Multinomial Naive Bayes Classifier
Naive Bayes classification works on probability of individual features within document. For movie classification movie description is data and each word or term in description is feature.
t1, t2, t3, … = Terms in data
P(Genre|[t1, t2, t3, …]) = P(Genre) * P(t1|Genre) * P(t2|Genre) * P(t3|Genre) * …
Movies can belongs to many classes such as an animation movie can be comedy as well. Multilabel classification is little bit triky. The model should return multiple genres. Following are the few techniques I have used.
1. Top Results
In top result technique it returns top n genres which has highest probability.
Pros: Easy and fast.
Cons: In most cases movies does not belongs to exactly n genres, it might belongs to less than or greater that n genres.

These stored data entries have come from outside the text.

PR #21139, opened 2024-03-29
vet: optimize performance for path detection when vetting files

ttytm:
Uses a single instead of three consecutive loops for vetting files.


spytheman (approved):
Excellent work.

PR #21141, opened 2024-03-29
checker: detect redundant ref when assigning call expr with ref return

ttytm:
Fixes:
```v
@[heap]
struct Foo {}

fn foo() &Foo {
	return &Foo{}
}

_ := &foo()
```
throwing:
```
error: lvalue expected
...
==================

builder error: 
==================
```


spytheman (approved):
Excellent work.

PR #21142, opened 2024-03-29
vet: allow to overwrite excluded dirs

ttytm:
Allows to run vet over paths that include e.g. `tests` or `testdata` when explictly passing them. Currently, they will be excluded without any information.

```sh
# Current
v vet vlib/v/fmt/testdata # Silently skipped

# With changes
v vet vlib/v/fmt/testdata # Vetted when explicitly specified
v vet vlib/v/fmt # Subdir /testdata will skipped
```

This feature also removes the need for keeping a flag that was used for vet development / test purposes.

E.g. checking out the first commit that just removes the flag before extending the functionality and running below will show the problems solved.
```
v cmd/tools/vvet/vet_test.v
```

### DIFF
--- a/cmd/tools/vvet/vet_test.v
+++ b/cmd/tools/vvet/vet_test.v
@@ -34,8 +34,7 @@ fn check_path(vexe string, dir string, tests []string) int {
 	for path in paths {
 		program := path
 		print(path + ' ')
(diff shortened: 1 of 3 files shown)


spytheman (approved):
Excellent work.

PR #21144, opened 2024-03-29
checker: fix multi return using nil and voidptr

### LINKED ISSUE #17343: multi_struct redefinition when returning !(int, voidptr) result in an or block
### Describe the bug

when returning two values (an `int`, `u32` or any and a `voidptr`) in an or block, a second  multi_return struct is created with the same values (in this case `multi_return_int_voidptr`) wich causes a redefinition error.

### Expected Behavior

the multi_return struct should not be recreated

### Current Behavior

tcc error:
`error: struct/union/enum already defined`

### Reproduction Steps

~~~v
fn ret_int_ptr(arg int) !(int, voidptr) {
	if arg < 0 {
		return error('argument is smaller then zero')
	}
	return 1, [1, 2, 3].data
}

mut val1 := 0
mut val2 := unsafe { nil }

val1, val2 = ret_int_ptr(0) or {
	println(err)
	val1, val2
}
~~~

### Possible Solution

probably a compiler bug.

in the example, changing `val2` to an int type resolves the error, it just creates a warning because of the pointer to int conversion.

### V version

V 0.3.3 e066d1d

OS: linux, "Manjaro Linux"
Processor: 8 cpus, 64bit, little endian, Intel(R) Core(TM) i7-10510U CPU @ 1.80GHz
CC version: cc (GCC) 12.2.0

getwd: /home/uhrbaan/Documents/code/vulkan/learn_vk
vmodules: /home/uhrbaan/.vmodules
vroot: /home/uhrbaan/vlang/v
vexe: /home/uhrbaan/vlang/v/v
vexe mtime: 2023-02-16 19:20:09
is vroot writable: true
is vmodules writable: true
V full version: V 0.3.3 ef5be22.e066d1d

Git version: git version 2.39.0
Git vroot status: weekly.2023.07-14-ge066d1d3-dirty
.git/config present: true

felipensp:
Fix #17343

### DIFF
--- a/vlib/v/checker/checker.v
+++ b/vlib/v/checker/checker.v
@@ -3855,7 +3855,12 @@ fn (mut c Checker) ident(mut node ast.Ident) ast.Type {
 fn (mut c Checker) concat_expr(mut node ast.ConcatExpr) ast.Type {
 	mut mr_types := []ast.Type{}
 	for mut expr in node.vals {
-		mr_types << c.expr(mut expr)
+		mut typ := c.expr(mut expr)
+		if typ == ast.nil_type {
+			// nil and voidptr produces the same struct type name
+			typ = ast.voidptr_type
+		}
+		mr_types << typ
 	}
 	if node.vals.len == 1 {
 		typ := mr_types[0]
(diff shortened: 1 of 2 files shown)


spytheman (approved):
Excellent work.

PR #21146, opened 2024-03-29
parser, checker: move error handling for `any` type to the checker to resolve parsing issues

ttytm:
This can be a checker error. The type error during parsing causes parsing interruption and internal errors. E.g.:

```v
// any.v
type Any = any
```
```sh
v fmt any.v
```
```
error: cannot use `any` type here
    1 | type Any = any
      |            ~~~

Internal vfmt error while formatting file: any.v.
```

similar to how `type MyType = unknown_type` is treated


spytheman (approved):
Excellent work.

JalonSolov:
V still has `any`?  I thought it was decided that that was going away...  <sigh>

PR #21147, opened 2024-03-30
parser, checker: move error handling for user defined type duplicates to the checker to resolve parsing issues

ttytm:
Moves toward a checker error for user declared type duplicates. I think this similar too #21146. An error that has less to do with actual parsing.

It allows to resolve internal errors with e.g., vfmt and it will include more error details / other errors that the checker detected as it won't interrupt.


spytheman (approved):
Excellent work.

PR #21148, opened 2024-03-30
fmt: don't change paths when formatting imports

ttytm:
@spytheman your point made here https://github.com/vlang/v/pull/21134#discussion_r1544440533  confirms itself.

With our current module lookup there are more scenarios where it is required to keep the a `src.` part in the import. E.g. in v-analyzer for `build.vsh` (`src.metadata`) or in `tools/project-checker.v`. By removing the `src.` prefix vfmt would break the functionality, since the imported modules are not found anymore. 
Now vfmt would not try to "outsmart" anymore. And for scenarios where an import prefixed with `src.` and as well as the path without `src.` are valid, both will be also seen as valid by vfmt. 

General formatting will still happen ofc, unused import symbols will be cleared, just the path of the import won't be changed anymore. 

The tests that check for the import path update were removed. All other behavior is tested due to older and recently added tests, the changes should be covered.

### DIFF
--- a/.github/workflows/v_apps_and_modules_compile_ci.yml
+++ b/.github/workflows/v_apps_and_modules_compile_ci.yml
@@ -107,7 +107,7 @@ jobs:
           # v -cc gcc run /tmp/gitly/tests/first_run.v
           # # /tmp/gitly/gitly -ci_run
 
-      - name: Build V Language Server (v-analyzer) vlang/v-analyzer
+      - name: Build vlang/v-analyzer
         run: |
           echo "Clone v-analyzer"
           .github/workflows/retry.sh git clone --depth=1 --filter=blob:none --recursive --shallow-submodules https://github.com/vlang/v-analyzer /tmp/v-analyzer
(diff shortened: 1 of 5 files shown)


ttytm:
To further improve test coverage and to better prevent regressions, I would add formatting check over an official extensive project like v-analyzer to Vs regular CI.

ttytm:
CI step added isolated on a separate branch - to verify it would recognize formatting issues https://github.com/ttytm/v/actions/runs/8489249682/job/23259136533

.github/workflows/v_apps_and_modules_compile_ci.yml
```diff
@@ -119,6 +119,18 @@ jobs:
...
           v build.vsh release
 
+      - name: Format vlang/v-analyzer
+        run: |
+          cd /tmp/v-analyzer
+          set +e
+          v fmt -c .
+          exit_code=$?
+          if [[ $exit_code -ne 0 && $exit_code -ne 5 ]]; then
+            # Don't fail on on internal errors
```
spytheman, line 129:
```suggestion
            # Don't fail on internal errors
```

spytheman (approved):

In threshold it returns genres which has probability greater than threshold. We can find good threshold value by applying and evaluating different values.

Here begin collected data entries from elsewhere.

Issue #9507, opened 2021-03-29
[Bug] `println` refuses to print large number


guekho64:
# What did you do?

``` v

module main

fn main () {
 println(i64(0x8000000000000000))
}

```

# What did you expect to see?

Cons: In naive bayes with text the range of probability changes with the number of terms in document. For example for one test case probability for genres might between 1.0e-1 to 1.0e-5 and for other it might be between 1.0e-10 to 1.0e-20 so there might be cases when it classify to all genres and ther might be case where it does not classify to any genre as well.
In this tehnique it returns the geners which has higher probability than other genres. For movie it first calculate probability using naive bayes theorem than it perform log and find mean of each genres, then it will return genres which has higher value than mean. In addition it has one variable which is muliplied by mean while comparing with each genre’s value and we can find good value by applying different values in this case we can use F1 Score and evaluate on validation data.

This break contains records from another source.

PR #25067, opened 2025-08-08
cgen: fix asm stmt separators

kbkpbot:
```
"mul %[lo], %[x], %[y];"
"umulh %[hi], %[x], %[y];"
```

This violates GCC/Clang's inline assembly syntax requirements. And this PR replaced semicolons with proper `\n\t` separators.

```
"mul %[lo], %[x], %[y]\n\t"
"umulh %[hi], %[x], %[y]\n\t"
```

### DIFF
--- a/vlib/v/slow_tests/assembly/stmt_separator_test.amd64.v
+++ b/vlib/v/slow_tests/assembly/stmt_separator_test.amd64.v
@@ -1,0 +1,48 @@
+import os
+import time
+
+const asm_file_content = '
+fn asm_fn() {
+	mut x := u64(0)
+	mut y := u64(0)
+	mut z := u64(0)
+	mut hi := u64(0)
+	mut lo := u64(0)
+	asm amd64 {
+		mulq rdx
+		addq rax, z
+		adcq rdx, 0
+		; =a (lo)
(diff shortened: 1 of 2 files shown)


spytheman:
please add a test too

vlib/v/slow_tests/assembly/stmt_separator_test.amd64.v
```diff
@@ -0,0 +1,48 @@
...
+	eprintln('> compile_cmd: ${compile_cmd}')
+	time.sleep(1000 * time.millisecond) // improve chances of working on windows
+	compile_res := os.system(compile_cmd)
+	assert compile_res == 0
+
+	content := os.read_file(c_file)!
+	os.rm(v_file)!
+	os.rm(genexe_file)!
+	os.rm(c_file)!
+	assert content.contains('addq %[z], %%rax\\n\\t')
```
JalonSolov: Perhaps a raw string would be better?  Wouldn't look as messy, anyway...
```suggestion
	assert content.contains(r'addq %[z], %%rax\n\t')
```

spytheman (approved):
Excellent work.

PR #25073, opened 2025-08-09
checker: fix array init with interface

### LINKED ISSUE #24255: C error when testing an array of empty interfaces
The error was encountered when running [v run src/statement_test.v](https://github.com/einar-hjortdal/firebird/blob/541f5c7b745532030db44699f349fda217ded69d/src/statement_test.v#L382)

It can be reproduced by cloning the repo and checking out at the hash of the link.

<details>
<summary>V version: V 0.4.10 ccb3d5c, press to see full `v doctor` output</summary>

|V full version      |V 0.4.10 537605a.ccb3d5c
|OS                  |linux, "openmamba release 2024.6 for x86_64 (rolling)"
|Memory              |13.52GB/31.16GB
|                    |
|V last modified time|2025-04-17 08:10:26
|                    |
|Current working dir |OK, value: /home/einar/Documents/projects/vlang/active/firebird
|                    |
|V git status        |weekly.2025.16-11-gccb3d5cf
|.git/config present |true
|                    |
|cc version          |cc (GCC) 14.2.1 20240909
|gcc version         |gcc (GCC) 14.2.1 20240909
|clang version       |N/A
|emcc version        |N/A

</details>

**What did you do?**
`./v -g -o vdbg cmd/v && ./vdbg  src/statement_test.v && src/statement_test`
See attached file `src/statement_test.v`

**What did you see?**
```
cc: /tmp/v_1000/statement_test.01JS1GYQSY01NY8645NM7XCTC9.tmp.c:24658: warning: cast between pointer and integer of different size
cc: /home/einar/.local/lib64/v/thirdparty/tcc/lib/libgc.a: error: 'GC_noop1_ptr' defined twice
cc: tcc: error: undefined symbol 'I_int_to_Interface_firebird__Value'
...
cc: tcc: error: undefined symbol 'I_int_to_Interface_firebird__Value'
(note: the original output was 5 lines long; it was truncated to its first 3 lines + the last line)
builder error: 
==================
```

No error

> [!NOTE]
>

Krchi:
fix #24255


vlib/v/tests/builtin_arrays/array_init_with_interface_test.v
spytheman, line 1: this test passes on master too

spytheman: image

spytheman: The example that @felipensp gave however, fails both here and on master:
```v
interface Value {}

fn main() {
        mut a := []Value{}
        a << [Value(i32(1)), 2]
        println('ok')
}
```

Imho it should be tested with a `.vv`/`.run.out` pair in 
`vlib/v/tests/skip_unused/`, since otherwise the test infrastructure (which also uses interfaces and printing) interferes with what needs to be checked.

Something like this in the `check_interface_push.vv` file:
```v
interface Value {}

fn main() {
	mut a := []Value{}
	a << [Value(i32(1)), 2]
	println(a.len)
}
```
and in the corresponding `check_interface_push.run.out` file next to it:
```
2
```

can be then checked with: `VTEST_ONLY=check_interface_push ./v vlib/v/compiler_errors_test.v`

(to decrease the iteration time locally; the CI runs the full suite)

spytheman: note: it passes with `-no-skip-unused`, so it will probably also need modifications in `markused` as well.

Krchi: origin test is `assert a == [Value(i32(1)), 2.0, 3]`, test is success in my pc, I didn't realize `Value(2.0)` and `Value(3)` will complete the type for interface
I'm testing it in another branch

Krchi: > note: it passes with `-no-skip-unused`, so it will probably also need modifications in `markused` as well.

`-no-skip-unused` is ok with tcc(cgen is ok, there is a builder error with libgc in mac), but not work in gcc and clang

spytheman: My point is that it should not be tested with this _test.v file at all.
This specific _test.v file passes on master too - it is not effective in checking that the changes here work and fix the original problem.
In fact, they do not, as evidenced by running the minimal example that @felipensp gave, which does fail both here and on master, with a cgen error.

This can be tested with a .vv/.out pair, to avoid the interference of the testing framework.

spytheman: i.e. if I merge this PR as it is, the issue will be closed, but the problem will remain.

Krchi: > i.e. if I merge this PR as it is, the issue will be closed, but the problem will remain.

you are right, i get what error now

spytheman (approved):
Excellent work.

spytheman:
Thank you for persevering, and fixing it completely @Krchi 🙇🏻‍♂️ .

Issue #25079, opened 2025-08-09
v gen wrong code for translated v code, ptr operation is wrong


kbkpbot:
### Describe the bug

When use V compile a translated v code `vtcc`, it generated wrong c code, which will cause `SIGSEGV`

### Reproduction Steps

a test file, p.v, this case is extracted from `vtcc/src/i386-asm.v`, function `asm_compute_constraints`

```v
@[translated]
module main

struct ASMOperand {
        constraint [16]i8
}

fn main() {
        op := &ASMOperand{}
        str := &char(0)
        str = op.constraint

        dump(str)
}
```

``` 
v p.v
```

### Expected Behavior

compile & run OK.

### Current Behavior

```
$ ./p
0x7a8202d88a6c: at ???: RUNTIME ERROR: invalid memory access
/tmp/v_1000/p.01K27AADJKBY9B4WR2J8XB4DP4.tmp.c:2187: by main
```

### Additional Information/Context

in generated C file:
```c
VV_LOC void main__main(void) {
        main__ASMOperand* op = ((main__ASMOperand*)memdup(&(main__ASMOperand){.constraint = {0, 0, 0, 0, 0, 0, 0, 0, 0, 0, 0, 0, 0, 0, 0, 0},}, sizeof(main__ASMOperand)));
        char* str = ((char*)(0));
        memcpy(str, op->constraint, sizeof(Array_fixed_i8_16));
         _v_dump_expr_char__ptr(_S("p.v"), 13, _S("str"), str);
}
```

It use `memcpy` instead of a pointer assignment here.

### V version

V 0.4.11 3b561d590d5281745018b084ba62d312741aa409.acbb12f

### Environment details (OS name and version, etc.)

|V full version      |V 0.4.11 3b561d590d5281745018b084ba62d312741aa409.acbb12f
|:-------------------|:-------------------
|OS                  |linux, Ubuntu 24.04.3 LTS
|Processor           |8 cpus, 64bit, little endian, Intel(R) Core(TM) i7-9700 CPU @ 3.00GHz
|Memory              |1.95GB/15.51GB
|                    |
|V executable        |/media/HD/github/kbkpbot/v/v
|V last modified time|2025-08-09 08:56:05
|                    |
|V home dir          |OK, value: /media/HD/github/kbkpbot/v
|VMODULES            |OK, value: /home/mars/.vmodules
|VTMP                |OK, value: /tmp/v_1000
|Current working dir |OK, value: /home/mars/v/bug/ptr
[...]

PR #25080, opened 2025-08-09
cgen: fix translated file fixed-array assignment

kbkpbot:
Fix issue #25079 

generate a pointer assignment instead of `memcpy`.


spytheman:
imho only `g.file.is_translated` should remain ; `c2v` afaik already does use `@[translated]` tags for the generated .v files, and it provides finer grained control, compared to a global CLI option

spytheman (approved):

spytheman:
Good work on fixing cgen.


I am not fully convinced, that `p = i.fixed` should implicitly take the address of `i.fixed` 🤔 .

From one viewpoint, the previous behavior, at least could be explained as a logical consequence of the automatic dereferencing.

From another, in C, a fixed array can be treated as the adress of its first element, and I guess, that is fine in `@[translated]` code, since it will minimize the logic in c2v 🤔 .

PR #25083, opened 2025-08-09
cgen: fix codegen for passing int from selector to voidptr expect arg

### LINKED ISSUE #25081: incompatible integer to pointer conversion
```
struct Mike {
mut:
        value int
}

fn main() {
        shared m := Mike{}
        ch := chan int{}
        ch.try_push(rlock m { m.value })
}
```

```
================== C compilation error (from clang-22): ==============
cc: /tmp/v_0/a.01K27J0CD1QTFXEZYS9AHWSAXA.tmp.c:9260:44: error: incompatible integer to pointer conversion initializing 'voidptr' (aka 'void *') with an expression of type 'int' [-Wint-conversion]
cc:  9260 |                 sync__Channel_try_push(ch, ADDR(voidptr, _t1));
cc:       |                                                          ^~~
cc: 1 error generated.
builder error: 
==================
```

```
gcc 14.2.0 - ok

clang 18,20,22 - error
```

> [!NOTE]
>

felipensp:
Fix #25081

### DIFF
--- a/vlib/v/gen/c/fn.v
+++ b/vlib/v/gen/c/fn.v
@@ -2707,6 +2707,8 @@ fn (mut g Gen) ref_or_deref_arg(arg ast.CallArg, expected_type ast.Type, lang as
 						}
 						if arg.expr.is_as_cast() {
 							g.inside_smartcast = true
+						} else if arg_typ_sym.is_int() {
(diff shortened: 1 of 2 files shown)


spytheman (approved):
Excellent work.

Improving accuracy was major challenge for this project. Following are the techniques used to improve accuracy.
Stop words are the words which does not play significant role in solving problem such as “the”, “a”, “this”, etc. These words does not give any clue about genre and also these words repeats very much and that creates problem in classification.
Accuracy with stopwords: 0.5024773649566582
Accuracy without stopwords: 0.5178779592087157
Lemmatization is a process of finding root word for example “having” word is converted into “have”.
Accuracy after applying lemmatization: 0.527629565354579
Multinomial Naive Bayes
Implemented multinomial naive bayes algorithm from scratch and tried to optimize as much as possible for quick response.
Multi Lable Classification
Tried different techniques to get multiple genres as a result such as top k, threshold, and created new method for retrieving multiple genres.